**Work to be completed:** Select all lines in the records that include "Fully".
:: Supplied material ::
PR #673, opened 2022-09-03
Add google scholar.

juicedatom:
This is an example PR which adds the google scholar icon into the list of possible social links.


juicedatom:
Here's a quick image of me uncommenting the google scholar embedded links. I wanted to give some random, but valid link for the scholar link so I just made it Albert Einstein.

scholar_001

_sass/minima/_base.scss
```diff
@@ -241,6 +241,9 @@ pre {
   width: 16px;
   height: 16px;
   display: inline-block;
+  /* This is needed just for google scholar. */
+  filter: grayscale(100%);
```
juicedatom, line 245: For some reason google scholar needed this to stay gray like all the other links. Were the other links just gray by default? I don't really know web dev so it was hard for me to trace where currentColor was coming from.

_includes/social.html
```diff
@@ -18,4 +18,5 @@
...
   {%- if social.microdotblog -%}<li><a rel="me" href="https://micro.blog/{{ social.microdotblog | cgi_escape | escape }}" target="_blank" title="{{ social.microdotblog | escape }}"><svg class="svg-icon grey"><use xlink:href="{{ '/assets/minima-social-icons.svg#microdotblog' | relative_url }}"></use></svg></a></li>{%- endif -%}
   {%- if social.devto -%}<li><a href="https://dev.to/{{ social.devto | cgi_escape | escape }}" target="_blank" title="{{ social.devto | escape }}"><svg class="svg-icon grey"><use xlink:href="{{ '/assets/minima-social-icons.svg#devto' | relative_url }}"></use></svg></a></li>{%- endif -%}
+  {%- if social.google_scholar_id -%}<li><a href="https://scholar.google.com/citations?user={{ social.google_scholar_id | cgi_escape | escape }}" target="_blank" title="{{ social.google_scholar_name | escape }}"><svg class="svg-icon grey"><use xlink:href="{{ '/assets/minima-social-icons.svg#google_scholar' | relative_url }}"></use></svg></a></li>{%- endif -%}
```
juicedatom, line 21: is google_scholar_name really needed? I was mostly following the youtube_channel style convention.

juicedatom:
I added a couple questions on the code to see if anyone knows, but other than that it should be good to go!

_sass/minima/_base.scss
```diff
@@ -237,6 +237,10 @@ pre {
   color: #828282;
 }
 
+.grayscale {
```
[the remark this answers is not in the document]
juicedatom: I'm not a CSS expert though. Could be just that the svg i found doesn't like the constant `.grey` filter above. Who knows.

juicedatom:
I also tested uncommenting all the icons just to make sure things still worked.
2022-09-10-063709_1198x1856_scrot

mattr- (approved):
I'm ok with this.

@jekyll/plugin-core Any other thoughts before I merge this?

ashmaroli:
@mattr- I am on the fence regarding the use of the `grayscale()` CSS filter as against the use of `color` or `fill-color` used elsewhere.
Other than this, I am okay with the proposal.

ashmaroli:
Side note: On the whole, I really feel we should rethink about bundling social icons with the theme. Perhaps, there should be a separate project / library to allow use of social icons in Jekyll Themes like how `gemoji` provides Emoji for consumption.

juicedatom:
@ashmaroli I think that makes sense, regarding the theme.

For grey vs. grayscale I tried doing `<svg class="svg-icon grey">` but the color seemed to seep through. Is there something about the svg i'm using that doesn't support the `.grey` field?

2022-09-10-063709_1198x1856_scrot

juicedatom:
Here's an example of what happens when i just use the `grey` tag.

color

juicedatom:
Another option i guess is to completely switch over to the grayscale filter if that still works for all the different icons.

ashmaroli:
@juicedatom If you look at your SVG code, you would see multiple `fill` attributes assigned with various hexadecimal color values. I think removing all such attributes should induce adoption of the higher level `.grey` CSS rule. I am not in a position to test this myself. Hence it's just a loud thought.

juicedatom:
@ashmaroli i'll try that now.

juicedatom:
Lol I guess it technically worked.
fill

juicedatom:
Ok, I think i can mess with the opacity a bit to make it look a little nicer and keep the .grey attribute.

ashmaroli:
I took a look on the web to see if there's a good icon out there that is compatible with single color.. Unfortunately, I couldn't find one and also that even Google doesn't have easy-to-find official guidelines for this icon..

juicedatom:
Yea @ashmaroli this seems like a special case. So when i try to mess with the opacity internally I get something kind of close.
fixed-ish

to the original but based on how the paths are built opacity won't cut it. I could try messing around in the svg a bunch, but not sure it's worth it.

juicedatom:
Another alternaive is to use an out-dated icon like 
image

juicedatom:
I think i can make something work. Give me a few.

juicedatom:
Ok @ashmaroli it should be fixed now. It is using the default fill attribute.

fixed-again

ashmaroli:
Good job tweaking the code.
Could I see how it works with the dark skin of the theme?

juicedatom:
Looks a little weird in dark theme but overall not bad.

fixed-again-color-dark-theme

ashmaroli:
I think you could tweak the opacity of the circle a wee bit so that the `fill` color propagates slightly more in the dark skin without it losing integrity in the default skin. The gradients need not match pixel-by-pixel with the original icon you started with especially since Google doesn't have a strict guideline for this icon.
I'm afraid a single color will not work for this icon.

juicedatom:
Little different than the original logo but gets the job done I think.

v4-dark
v4-light

There's also a single-color version i could use, however it's an outdated logo.

v3-dark
v3-light

juicedatom:
v4-dark-grey
v4-light-grey_000
Here's the gray version of the icon (which is the default)

ashmaroli:
Let's not use the old icon for now. The current opacity looks fine. Could I see one final screenshot with default fills on the two skins?
Thanks for the extra effort put into this.

juicedatom:
Here's you'll see all the combinations of {light mode, dark mode} x {`currentColor`, `.grey` [default]}

final-default-dark
final-default-light
final-grey-dark
final-grey-light

juicedatom:
Sorry for all the editing. You'll see the default fills on the two skins in the post above. Is there anything else that I should do?

juicedatom:
Another side note: I wish that github showed the inside of svgs since they're just text files.

ashmaroli:
Looks all good to me. Thank you very much. Appreciate the effort you have put in the short duration.
GitHub does show regular standalone SVG properly. The thing is, our social asset is a composite resource of multiple SVG embedded within and that confuses the widget. I am able to see the code properly on the GitHub mobile app.

ashmaroli (commented):
LGTM! :+1:

juicedatom:
@ashmaroli oh interesting! Then is the final step for you to merge is there a bot that does it automatically?

ashmaroli:
Thanks @juicedatom
@jekyllbot: merge +minor

PR #686, opened 2022-11-11
Generate social iconsheet during build

ashmaroli:
## Summary

Simplify management and maintainability of social media icons by using multiple *include files* and individual SVG files.

## Benefits / Advantages

- Users get the ability to change the order of rendered links.
- Users get the option to render multiple links to profiles on same platform.
- Users get the option to use a different icon for a given platform.
- Users get the option to easily alter link-rendering markup.
- Theme maintainers have lower overhead over deciding to bundle each and every requested social icon.

## Drawbacks / Disadvantages

- Users have to explicitly declare a more verbose configuration to render the list-item.
- Users *may* need to edit non-builtin icons to render correctly.
- The theme no longer *escapes* user-input. The onus is entirely on the user.


mattr-:
This completely breaks backwards compatibility for folks who are using minima as a remote theme, doesn't it?

ashmaroli:
> This completely breaks backwards compatibility for folks who are using minima as a remote theme, doesn't it?

@mattr- Yes, it does. But given the fact that the theme is currently under transition state (from 2.x to 3.0), we are allowed to make breaking changes such as this. 

Currently as I see it, the benefits of this change outweighs the drawbacks. I shall update the opening comment to note the pros and cons.
Additionally, consumers of this theme as a remote-theme have the option to lock to a commit prior to a significant breaking change if not ready to move in sync with an unstable branch.

mattr- (approved):

ashmaroli:
@jekyllbot: merge +major

PR #761, opened 2016-03-19
App services layer

mbabker:
#### Summary of Changes

This creates an `AppInterface` and base app classes for each of the apps in the overall application.  Compare this to a really simplified version of Symfony bundles.  Long and short it allows each app to load its services into the application structure.  The loading of routes for the router is moved into this layer instead of directly in the application class now.

This layer should be used to help be able to create a more service injection based approach to things versus a service locator approach that's used now.  It also sets up a way to be able to set up the command line environment to be able to use the apps' APIs the same way the web app does.

#### Testing Instructions

Everything still works.

### DIFF
--- a/src/App/GitHub/GitHubApp.php
+++ b/src/App/GitHub/GitHubApp.php
@@ -1,0 +1,45 @@
+<?php
+/**
+ * Part of the Joomla Tracker's GitHub Application
+ *
+ * @copyright  Copyright (C) 2012 - 2014 Open Source Matters, Inc. All rights reserved.
+ * @license    http://www.gnu.org/licenses/gpl-2.0.txt GNU General Public License Version 2 or Later
+ */
+
+namespace App\GitHub;
+
+use Joomla\DI\Container;
+use JTracker\AppInterface;
+
+/**
+ * GitHub app
+ *
+ * @since  1.0
+ */
+class GitHubApp implements AppInterface
+{
+	/**
+	 * Loads services for the component into the application's DI Container
+	 *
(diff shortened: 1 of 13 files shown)


src/JTracker/ApplicationTrait.php
```diff
@@ -0,0 +1,46 @@
...
+ *
+ * @copyright  Copyright (C) 2012 - 2014 Open Source Matters, Inc. All rights reserved.
+ * @license    http://www.gnu.org/licenses/gpl-2.0.txt GNU General Public License Version 2 or Later
+ */
+
+namespace JTracker;
+
+/**
+ * Trait defining common methods between application classes
+ */
```
b2z: `@since` tag is missing

b2z:
Code seems fine :+1:

src/App/GitHub/GitHubApp.php
```diff
@@ -0,0 +1,45 @@
...
+	 * @throws  \RuntimeException
+	 */
+	public function loadServices(Container $container)
+	{
+		// Register the component routes
+		$maps = json_decode(file_get_contents(__DIR__ . '/routes.json'), true);
+
+		if (!$maps)
+		{
+			throw new \RuntimeException('Invalid router file for the GitHub app.' . $path, 500);
```
elkuku: The `$path` variable isn't defined here, as well as the other instances.

b2z: Oops, how do I missed that :(

mbabker: Fixed

PR #763, opened 2016-03-20
Update the AJAX overlay on the documentation page

mbabker:
#### Summary of Changes

Updates the styling on the AJAX overlay for the documentation page with styles borrowed from the CMS admin.  Mainly the graphic is changed to the Joomla spinner and the loading overlay div is tweaked to make the main container appear opaque during the loading process.

#### Testing Instructions

Make sure documentation still loads, new overlay design is applied.


elkuku:
Looks pretty cool :wink:

PR #767, opened 2016-03-25
Application services

mbabker:
#### Summary of Changes

This converts the top level application objects into services and uses service injection for booting and executing them.

#### Testing Instructions

CLI & Web apps should still work correctly.


cli/tracker.php
```diff
@@ -35,9 +33,83 @@
...
+					'Exception of type %1$s thrown while booting the application',
+					get_class($e)
+				),
+				['exception' => $e]
+			);
+		}
+		catch (\Exception $nestedException)
+		{
+			// Do nothing, we tried our best
+		}
```
elkuku: Not sure if we should try to do "something" here, maybe just echoing the message of the `$nestedException`?

www/index.php
```diff
@@ -23,21 +23,99 @@
...
+				sprintf(
+					'Exception of type %1$s thrown while booting the application',
+					get_class($e)
+				),
+				['exception' => $e]
+			);
+		}
+		catch (\Exception $nestedException)
+		{
+			// Do nothing, we tried our best
```
elkuku: Do "something"?

www/index.php
```diff
@@ -23,21 +23,99 @@
...
+				'Exception of type %1$s thrown while executing the application',
+				get_class($e)
+			),
+			['exception' => $e]
+		);
+	}
+	catch (\Exception $nestedException)
+	{
+		// Do nothing, we tried our best
+	}
```
elkuku: Do "something"?

elkuku:
There seems to be a lot of useful stuff in here. I'm sorry I really didn't got a chance to get my head around this, until now. Would you mind bringing this to a mergeable state again?

cli/tracker.php
mbabker: IMO it's not a big concern here as the nested exception would be an error writing to the log file.  The actual error causing the script to fail is spit out below.

www/index.php
mbabker: Same argument as in the CLI front controller.  Can't say I'm too concerned about an error writing to the log file; the pertinent error message is displayed on screen.

mbabker:
master branch is merged

Issue #781, opened 2016-05-02
Fully upgrade to utf8mb4


mbabker:
We previously updated some of the database schema to support utf8mb4 but it wasn't a full upgrade nor did the underlying database layer support it.  `joomla/database >= 1.4.0` does support it.  Fully upgrade the app & db to use utf8mb4 now.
:::
**Task output:**
Fully upgrade to utf8mb4
We previously updated some of the database schema to support utf8mb4 but it wasn't a full upgrade nor did the underlying database layer support it.  `joomla/database >= 1.4.0` does support it.  Fully upgrade the app & db to use utf8mb4 now.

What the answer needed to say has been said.